Witt held up his hands. “Hey, hey, no harm no foul. I’m happy for you, man. I’d thought you were...”
“You thought what, exactly?” Luke challenged, feeling heat rise up his spine. The inkling that anyone thought he was finished in the rodeo just made him nuts. “Do you se
e any cane, any crutches? I’m fine. Fine and getting stronger.”
“Okay,” Witt said. “I didn’t mean to imply anything. Jana and I just want you at the wedding, that’s all.”
“I’ll try.” Luke left without picking up the burgers his sister-in-law, Brooke, had asked for. They had enough bison meat at home and he didn’t want to be in there anymore.
Chapter Seven
The shiny vehicle’s door opened and a set of long legs extended out onto the gravel. Ruby took in the full picture almost as quickly as Luke ran his eyes up and down the statuesque brunette. Fancy white jeans tucked into fancy black boots, expertly mussed hair, curves that would stop a stampede. “Well, hello there, Luke Buckton!”
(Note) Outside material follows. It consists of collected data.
PR #100, opened 2020-06-17
Hardcode support for triangular arrays

apaszke:
This is just to make sure that we are actually well prepared to handle
tables with dependent dimensions, because Imp and Serialization have
been made aware of the necessary changes. Now we can start implementing
support for more general (structured) raggedness.


oxinabox:
Does something need ot change in the [Cholesky example](https://github.com/google-research/dex-lang/blob/main/examples/chol.dx) to take full advantage of this, or can that remain the same because this change is just an implementation detail?

apaszke:
@oxinabox Good point! This PR makes it possible to update the cholesky example to construct a triangular array instead of padding the upper diagonals with zeros.

apaszke:
This is superseded by #109.

PR #101, opened 2020-06-17
Erase the distinction between terms and types

dougalm:
We've been gradually adding dependent features on top of our Milner-ish type system and it's become an awkward hybrid. This PR rebuilds the type system from scratch, embracing dependent types and removing the type-term distinction completely. The result is simpler and more expressive. (There must be a catch, and I'm sure we'll learn what it is soon enough!)

Moving to dependent types was Adam Paszke's first suggestion on looking closely at Dex. It also seems to be the direction the typed functional programming community is heading generally. Our design borrows ideas from many places, especially the work of Edwin Brady and Conor McBride.

### No more special type-level constructs

One surprising (to me) result is that the dependent system is much simpler to describe and implement than the original Milner version. We've been able to get rid of several bespoke language features for doing things at the type level since we can now just use the ordinary (and more general) term-level versions:

```
Milner-style types          | dependent types
----------------------------+--------------------------
type abstraction            | (implicit) lambda
forall                      | dependent arrow
(implicit) type application | (implicit) application
type alias                  | let binding
parametric type alias       | let binding with lambda
```

### Checking type equality

We might be concerned that it's now expensive to compare types for equality, since types can be arbitrary terms. For example, checking that this program is well-typed would require showing that `expensive_plus 2 2` is equal to `4`.

``` 
xs : (Fin 4)=>Real = ... 
n = expensive_plus 2 2

for i:(Fin n). xs.i 
```

The obvious pragmatic solution is to only attempt a limited amount of reduction and then fall back to syntactic equality. Currently we inline let bindings and do beta reduction but we don't evaluate any primitive operations like `+`. In the future we might want to go further. Perhaps we could evaluate any expression that doesn't require a loop, with the assumption that in numerical programming all the non-trivial work is in loops.

### Type inference

As Conor McBride points out, there are two different things that we often lump under "type inference". There's implicit *application*, where we turn `id 1` into `id Int 1` and then there's implicit *abstraction*, where we turn `\x. x` into `\a:Type. \x:a. x`. By a happy coincidence, implicit application is very useful and also easy to implement, whereas implicit abstraction, which is much harder to implement, is not actually very useful! I don't think we use it anywhere in the Haskell program that implements Dex, for example. As programmers, we're actively eager to provide explicit annotations for top-level polymorphic functions. It's what lets us reason locally about types.

Roughly following [Practical type inference for arbitrary-rank types](https://www.microsoft.com/en-us/research/wp-content/uploads/2016/02/putting.pdf), we implement a bidirectional type inference system, in which we're either *checking* that a term has a particular type or *inferring* the type of a term. In either case, we produce an explicitly typed term in the core language as a result. We do implicit *application* everywhere but we only do implicit *abstraction* when we're in checking mode, e.g. checking a user-supplied annotation. So we'll wrap `\a:Type. ...` around `\x. x` in `id : (a:Type -> a -> a) = \x. x` but not in `id = \x. x`. Importantly, we're in checking mode when we look at the argument of a function application, so we can infer the right polymorphic type when we use our runST-like effect dischargers like `withAccum : (h:Type ?-> Ref h w -> {Accum h|eff} a) -> {|eff} (a & w)`

Thanks to Adam Paszke and Dimitrios Vytiniotis for helping figure out how to make this work.

### Implicit arguments and holes

We now allow functions with Idris-style implicit arguments. These replace and generalize forall/type-abstraction, where the arguments can be ordinary terms, not just types. We write the type of such a function as `a ?-> b`, with `?->` a variant on the arrow type to go along with our other three (and counting):
```
a  -> {eff} b  Function arrow (with effects)
a  => b        Table arrow
a ?-> b        Implicit function arrow
a --o b        Linear arrow (for AD)
```

Also following Idris, free lowercase variables in top-level type annotations are lifted as implicit arguments of type `Type` by the parser, so we can still write `id : a -> a`, which is syntactic sugar for `id : (a:Type) ?-> a -> a`.

Arguments to implicit functions are filled in during type inference in exactly the same way we used to fill in implicit type arguments. We can also use the same mechanism to fill in arguments for *explicit* functions, by providing a hole `_` instead of an ordinary argument. At some point we'll add the converse mechanism, for explicitly providing arguments for implicit functions.

### Lexical syntax changes

Since we've lost the syntactic distinction between terms and types, we can't "pun" type constructors and term constructors, because we can't (easily) distinguish based on the context. Previously, we used `(,)` both for the pair constructor, like `(1,2.3)`, and the type constructor of the type of pairs, `(Int, Real)`. Now we use `&` (evoking Curry-Howard) for the type constructor, `(Int & Real)`. Similarly, we used literal integers, like `3`, for literal index sets. Now we write `Fin 4` for the index set `{0, 1, 2, 3}`.

We also introduce Coq-style syntactic sugar for let-bound lambdas that lets us share a binder between the type and the term:

```
def id (a:Type) (x:a) : a = x
```

It's still valid to use the Haskell-style "unzipped" form:
```
id : a:Type -> a -> a =
  \a x. x
```

I can't decide which one I prefer.

### Region types

References now carry an ST-style "region" parameter. References with the same region paramater may alias each other, which is important for efficient AD (we want aliased indexed reads to become aliased indexed accumulations).

### Small changes

  * Parser improvements (especially distinguishing lexeme parsers from the rest)
  * Switch to ordinary names instead of de Bruijn indices for pi binders, handling alpha renaming with skolems when we check equality.
  * Define more things in the prelude rather than creating special built-in syntactic forms. This is easier to do now that our type system is more expressive. 
  * Like Haskell, treat parenthesized operators `(+)` as names, allowing them to be defined like ordinary variables and used in prefix position, like `(+) 1.0 2.0`.

### Still to do: typeclasses, linearity, AD of effects

We're hoping to handle typeclasses like Idris does, as a special sort of implicit argument representing a dictionary that can be synthesized by the compiler from available definitions. Linearity and AD shouldn't cause any special problems, but I think we should merge with main even though they're currently not ready.


makefile
```diff
@@ -45,15 +45,18 @@ libdex: cbits/libdex.so
...
+                regression brownian_motion particle-swarm-optimizer \
                 ode-integrator
+
+# example-names = linear-tests ad-tests include-test chol
 quine-test-targets = $(example-names:%=run-%)
 
 doc-names = $(example-names:%=doc/%.html)
 
-tests: test-prep quine-tests repl-test
+# tests: test-prep uexpr-tests quine-tests repl-test
```
apaszke, line 58: I guess this and the duplicate `example-names` are no longer necessary?

src/lib/Embed.hs
```diff
@@ -4,238 +4,241 @@
...
 
-type EmbedT m = CatT EmbedEnv m  -- TODO: consider a full newtype wrapper
-type Embed = Cat EmbedEnv
+newtype EmbedT m a = EmbedT (ReaderT EmbedEnvR (CatT EmbedEnvC m) a)
+  deriving (Functor, Applicative, Monad, MonadIO, MonadFail)
+
+type Embed = EmbedT Identity
+type EmbedEnv = (EmbedEnvR, EmbedEnvC)
+type EmbedEnvC = (Scope, [Decl])
+type EmbedEnvR = (Name, EffectRow)
```
apaszke, line 46: Can you please add some comments explaining what those things are (`EmbedEnvR` in particular)?

src/lib/Env.hs
```diff
@@ -29,9 +29,11 @@ infixr 7 :>
 newtype Env a = Env (M.Map Name a)  deriving (Show, Eq, Ord, Functor, Foldable, Traversable)
 
 -- TODO: consider parameterizing by namespace, for type-level namespace checks.
-data Name = Name NameSpace Tag Int | NoName | DeBruijn Int
+-- `NoName` is used in binders (e.g. `_ = <expr>`) but never in occurrences.
+-- TODO: Consider putting it under a separate `Binder` type instead.
```
apaszke, line 33: Yeah why not make binders `Maybe Name`s (doesn't have to happen now)?

src/lib/Imp.hs
```diff
@@ -27,76 +26,69 @@ import Env
...
       copyAtom outDest ans
       return vsOut
 
 runImpM :: [ScalarTableVar] -> ImpM a -> a
 runImpM inVars m = fst $ runCat m (mempty, (inVarScope, mempty))
   where
     inVarScope :: Scope
-    inVarScope = foldMap varAsEnv $ fmap (fmap $ const ()) inVars
+    inVarScope = fmap (const Nothing) $
+      foldMap varAsEnv $ fmap (fmap $ const ()) inVars
```
apaszke, line 51: Can't you replace `const ()` with `const Nothing` and skip the outer `fmap` here?

src/lib/Imp.hs
```diff
@@ -285,40 +285,37 @@ intToIndex ty _ = error $ "Unexpected type " ++ pprint ty
...
-  liftM getReverse $ flip evalStateT (IIntVal 1) $
-    forM (Reverse xs) $ \(x, ty) -> do
-      stride  <- get
-      size    <- lift $ indexSetSize ty
-      stride' <- lift $ impMul stride size
-      put stride'
-      return (x, ty, stride)
+fromILitInt :: IExpr -> Int
+fromILitInt (ILit (IntLit x)) = x
+fromILitInt expr = error $ "Not an int: " ++ pprint expr
```
apaszke, line 309: This is unused I think

src/lib/Imp.hs
```diff
@@ -285,40 +285,37 @@ intToIndex ty _ = error $ "Unexpected type " ++ pprint ty
...
+
+toImpBaseType :: Type -> BaseType
+toImpBaseType (TabTy _ a) = toImpBaseType a
+toImpBaseType (TC con) = case con of
+  BaseType b       -> b
+  IntRange _ _     -> IntType
+  IndexRange _ _ _ -> IntType
+  _ -> error $ "Unexpected type: " ++ pprint con
+toImpBaseType ty = error $ "Unexpected type: " ++ pprint ty
```
apaszke, line 318: This is unused too (I removed both of those in a recent commit)

src/lib/Imp.hs
```diff
@@ -336,26 +333,23 @@ indexSetSize (TC con) = case con of
       ExclusiveLim x -> indexToInt n x
       Unlimited      -> indexSetSize n
     impSub high' low'
-  RecType r -> do
-    sizes <- traverse indexSetSize r
-    impProd $ toList sizes
+  PairType a b -> do
+    a' <- indexSetSize a
+    b' <- indexSetSize b
+    impMul a' b'
```
apaszke, line 339: nit: `bindM2` could simplify this a little

src/lib/Imp.hs
```diff
@@ -336,26 +333,23 @@ indexSetSize (TC con) = case con of
...
   BaseType BoolType -> return $ IIntVal 2
-  SumType (l, r) -> bindM2 impAdd (indexSetSize l) (indexSetSize r)
+  SumType l r -> bindM2 impAdd (indexSetSize l) (indexSetSize r)
   _ -> error $ "Not implemented " ++ pprint con
 indexSetSize ty = error $ "Not implemented " ++ pprint ty
 
 elemCount :: ScalarTableType -> ImpM IExpr
 elemCount t = case t of
-  TabType pi | isDependentType pi ->
-    error $ "Tables with sizes of dimensions dependent on previous dimensions are not supported: " ++ pprint t
```
apaszke, line 350: Nooooo, this is super important! We cannot handle tables with dimensions dependent on other dimensions, and this is our primary safeguard

src/lib/Imp.hs
```diff
@@ -336,26 +333,23 @@ indexSetSize (TC con) = case con of
...
   TabTy n b -> bindM2 impMul (indexSetSize n) (elemCount b)
   BaseTy _  -> return IOne
   _ -> error $ "Not a scalar table type: " ++ pprint t
 
 offsetTo :: ScalarTableType -> IExpr -> ImpM IExpr
 offsetTo t i = case t of
-  TabType pi | isDependentType pi ->
```
apaszke, line 357: As above

src/lib/TopLevel.hs
```diff
@@ -241,39 +226,20 @@ requestArrays backend vs = case backend of
...
-  where
-    -- Substitutes all arrays appearing in the type annotations inside x
-    substAtomTypes :: Atom -> IO Atom
-    substAtomTypes a = case a of
-      Var v -> Var <$> traverse substInType v
-      -- No substitutions under lambdas. This might cause some issues if we wanted
-      -- to print their body, but it's questionable whether we even want to do that.
-      Con c -> Con <$> traverseExpr c substInType substAtomTypes return
-      _     -> error $ "Unexpected atom: " ++ pprint x
+  x' <- substArrayLiterals' backend (arrayVars (getType x)) x
```
apaszke, line 231: Might be worth adding a comment mentioning the short correctness proof we've arrived at yesterday

src/lib/Syntax.hs
```diff
@@ -146,119 +121,123 @@ scalarTableBaseType t = case t of
...
+      | ConExpr (PrimCon e)
+      | OpExpr  (PrimOp  e)
+      | HofExpr (PrimHof e)
+        deriving (Show, Eq, Generic, Functor, Foldable, Traversable)
+
+data PrimTC e =
+        BaseType BaseType
+      | IntRange e e
+      | IndexRange e (Limit e) (Limit e)
+      | ArrayType ArrayType
```
apaszke, line 177: I think this one should no longer be used anywhere and can be removed

src/lib/Syntax.hs
```diff
@@ -146,119 +121,123 @@ scalarTableBaseType t = case t of
...
+type SrcPos = (Int, Int)
 
-data Atom = Var Var
-          | TLam [TVar] [TyQual] Expr
-          | Con Con
-            deriving (Show, Eq, Generic)
+type PatP  a = WithSrc (PatP' a)
+data PatP' a = PatBind a
+             | PatPair (PatP a) (PatP a)
+             | PatUnit  deriving (Show, Eq, Functor, Foldable, Traversable)
```
apaszke, line 156: Why is this necessary? Patterns should always be non-empty, so I don't think you actually need this?

src/lib/Syntax.hs
```diff
@@ -146,119 +121,123 @@ scalarTableBaseType t = case t of
...
-           | LetPoly Var FTLam
-           | TyDef TVar Type
-             deriving (Show, Eq, Generic)
-
-type Var  = VarP Type
-data FTLam = FTLam [TVar] [TyQual] FExpr  deriving (Show, Eq, Generic)
-type FModule = ModuleP [FDecl]
-
-data RuleAnn = LinearizationDef Name    deriving (Show, Eq, Generic)
+type UExpr = WithSrc UExpr'
```
apaszke, line 126: Might be nice to preserve the `F*` naming convention instead of `U` (which I suppose comes from unified and made sense when there were two frontend syntaxes, but now there is only one).

src/lib/TopLevel.hs
```diff
@@ -187,20 +172,20 @@ initializeBackend backend = case backend of
   _ -> error "Not implemented"
 
 arrayVars :: HasVars a => a -> [Var]
-arrayVars x = map (\(v@(Name ArrayName _ _), L ty) -> v :> ty) $ envPairs (freeVars x)
+arrayVars x = [v:>ty | (v@(Name ArrayName _ _), ty) <- envPairs (freeVars x)]
```
apaszke, line 175: I prefer the old implementation because it made the existence of any non-array free variable a crash, whereas this one will happy skip such vars.

src/lib/Simplify.hs
```diff
@@ -30,183 +27,204 @@ data SimpOpts = SimpOpts { preserveDerivRules :: Bool }
...
 -- in practice it also has to happen sooner or later, because the Imp pass assumes that only array
 -- variables are imported.
-type SimplifyM a = ReaderT SimpEnv (ReaderT ((SubstEnv, RuleEnv), SimpOpts) Embed) a
+type SimplifyM a = ReaderT SimpEnv (ReaderT (SubstEnv, SimpOpts) Embed) a
 
-simplifyModule :: SubstEnv -> RuleEnv -> Module -> (Module, SubstEnv)
-simplifyModule substEnv rulesEnv m = (mOut', subst (envOut', mempty) envOut)
-  where (mOut , envOut ) = simplifyModuleOpts (SimpOpts True ) (substEnv, rulesEnv) m
-        (mOut', envOut') = simplifyModuleOpts (SimpOpts False) (substEnv, rulesEnv) mOut
+simplifyModule :: SubstEnv -> Module -> (Module, SubstEnv)
```
apaszke, line 32: Do any simplification contracts change after this PR? IIRC you said that your change will make it optional to inline the atoms instead of the previous behavior which has forced it. I don't remember what it was exactly, but does this change anything?

makefile
dougalm: Yes, though it's good to keep track of tests that we've temporarily disabled. Added TODOs.

src/lib/Embed.hs
dougalm: Good idea.

src/lib/Imp.hs
dougalm: Yep, good one

src/lib/Imp.hs
dougalm: :+1:

src/lib/Imp.hs
dougalm: Sorry, my bad. This was from the comment-stuff-out-until-it-compiles phase of my merge.

src/lib/Syntax.hs
dougalm: Unit patterns can by useful. `\(). <expr>` can be clearer than `\_. <expr>`.

src/lib/Syntax.hs
dougalm: Actually the `U` is for "untyped"! We used to only have `UExpr`, then `FExpr` came in alongside it. Now we're back to `UExpr`. I don't have strong feelings either way.

src/lib/TopLevel.hs
dougalm: Oh good point. In the merge I read them as identical and picked an arbitrary one.

src/lib/Simplify.hs
dougalm: Yes, it's now syntactically possible to have atoms on the rhs of a decl, but it shouldn't happen after this pass. As we discussed, I'll write a checker for the simplified IR that documents and checks these rules.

Pro Bull Rider Magazine had said they were sending a journalist, not a spokesmodel. Ruby felt three inches tall and nearly invisible. In ten minutes it would be as if she wasn’t even there.
“You have to be Rachel Hartman,” Luke rose from his chair on the ranch house lawn as if carried by the breeze, all effortless athletic grace. Of course, that was all for show, since they were taking a break from a series of challenging exercises that had had him breaking out in a sweat only ten minutes before. “I thought you were coming tomorrow.”
“I was, but my other assignment ended early and a seat opened up on an Austin flight. Who needs a day at home to do laundry when I can get started on what could be the story of the year?”
“I don’t know if the Gap House is ready for you,” Ruby said as she stood up. “Did you check?” She’d kept her mouth shut about how glad she was the reporter was staying at the little inn in town rather than out here on the ranch. Twenty-four-hour media access had to be a bad thing, even for the likes of Luke.
“First thing I thought of—I’m all set. So there was no reason for me to wait another day. Hope that’s all right. I probably should have called first, but I was on a roll.”
I can just imagine, Ruby thought darkly. She told herself not to judge, but the gorgeous brunette smiling at Luke pressed every one of Ruby’s buttons and there was no help for it.